Saved entries:

━━━━━━━━━━━━━━━━━━━━━━━━━━━━━━

PR #53, opened 2023-11-13
access-om2: Added link to git repo, removed hardcoded version string

CodeGat:
In this PR, we remove the hardcoded `version("2023.0.001-1")` and add in the git repo, so we can associate a particular build of access-om2 with a git commit (aka, so we can have a `spack install access-om2@git.2023.11.20` for example).

### DIFF
--- a/packages/access-om2/package.py
+++ b/packages/access-om2/package.py
@@ -12,9 +12,9 @@ class AccessOm2(BundlePackage):
 
     homepage = "https://www.access-nri.org.au"
 
-    maintainers = ["harshula"]
+    git = "https://github.com/ACCESS-NRI/ACCESS-OM2.git"
 
-    version("2023.01.001-1")
+    maintainers = ["harshula"]
 
     variant("deterministic", default=False, description="Deterministic build.")
 
--- a/packages/access-om2/package.py
+++ b/packages/access-om2/package.py
@@ -16,6 +16,8 @@ class AccessOm2(BundlePackage):
 
     maintainers = ["harshula"]
 
+    version("latest")
+
     variant("deterministic", default=False, description="Deterministic build.")
 
     depends_on("libaccessom2+deterministic", when="+deterministic")


aidanheerdegen:
This change makes it simpler/easier to update to a new version of the package because it doesn't require a change in this SPD?

I suppose that has significant advantages for our CI/CD testing pipeline as it doesn't require rebuilding and deploying the dependency containers as frequently?

CodeGat:
Yes. Especially for CD as right now every version of ACCESS-OM2 will be `2023.01.001-1` to spack. The other alternative was to not use the ACCESS-OM2 SBD entirely, instead having the spack.yaml being a set of the dependencies already noted in the SBD.

harshula (approved):

harshula (changes requested):
We need to have a single default version(), same as the SPDs that we discussed, otherwise this happens:
```
$ spack install access-om2
==> Error: concretization failed for the following reasons:

   1. Cannot select a single "version" for package "access-om2"
```
Have a look at the SPDs and pick something you think is appropriate.

CodeGat:
Hi @harshula Alternatively, we always give an explicit version on installation I.e. `access-om2@2023.11.22`. 

I'm against the idea of defaults personally. Either the default changes or it remains static. 

If the default is dynamic, users may install the default version every time not knowing it might possibly change, or what the default version is.

If the default is static...is there such thing as a sensible default that isn't just the latest released version? In that case, every deployment would require an update to the SBD. I don't really know what any other sensible defaults would exist that wouldn't require updates each time there was a release.

harshula:
https://github.com/ACCESS-NRI/spack_packages/issues/32#issuecomment-1794014603

harshula:
How about using a string like `latest` or `newest`. We could then use the same string in the SPDs.

harshula (approved):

━━━━━━━━━━━━━━━━━━━━━━━━━━━━━━

INSTRUCTIONS TO FOLLOW: Wherever the word "SPDs" appears in a line of the data above, copy that line.

ANSWER TO THIS EXERCISE:
We need to have a single default version(), same as the SPDs that we discussed, otherwise this happens:
Have a look at the SPDs and pick something you think is appropriate.
How about using a string like `latest` or `newest`. We could then use the same string in the SPDs.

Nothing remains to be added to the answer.